**PROVIDED RECORDS:**
=== Begin Enclosure ===
PR #282, opened 2020-05-09
Allow BLIF .latch init-val of 0, 2, or 3; blif import function takes in clock name

mdko:
An issue that was left outstanding from pull request https://github.com/UCSBarchlab/PyRTL/pull/279: BLIF files with init-vals for .latch wouldn't be accepted by the PyRTL blif parser. This fix allows the init-val to be 0, 2, or 3. I added a unit test for this.

In addition, because the clock input to modules is considered special while parsing, I thought it made sense for the user to be able to specify exactly the name of the clock their top module uses. For example, when I was importing some BLIF files, they were using a block named 'clk_i', for example. This allows you to specify the clock name via `pyrtl.inputoutput.input_from_blif(bliffile, clock_name="clk_1"). This is helpful because then the clock won't be considered an Input wirevector and PyRTL won't complain that you didn't drive it during simulation. I tested this while import BLIF files.


timsherwood:
Thanks, this definitely improves the quality of life for BLIF users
=== End Enclosure ===
**BRIEF:** Keep only those lines of the records that hold "this", and return them.

**SOLUTION:**
An issue that was left outstanding from pull request https://github.com/UCSBarchlab/PyRTL/pull/279: BLIF files with init-vals for .latch wouldn't be accepted by the PyRTL blif parser. This fix allows the init-val to be 0, 2, or 3. I added a unit test for this.
In addition, because the clock input to modules is considered special while parsing, I thought it made sense for the user to be able to specify exactly the name of the clock their top module uses. For example, when I was importing some BLIF files, they were using a block named 'clk_i', for example. This allows you to specify the clock name via `pyrtl.inputoutput.input_from_blif(bliffile, clock_name="clk_1"). This is helpful because then the clock won't be considered an Input wirevector and PyRTL won't complain that you didn't drive it during simulation. I tested this while import BLIF files.
Thanks, this definitely improves the quality of life for BLIF users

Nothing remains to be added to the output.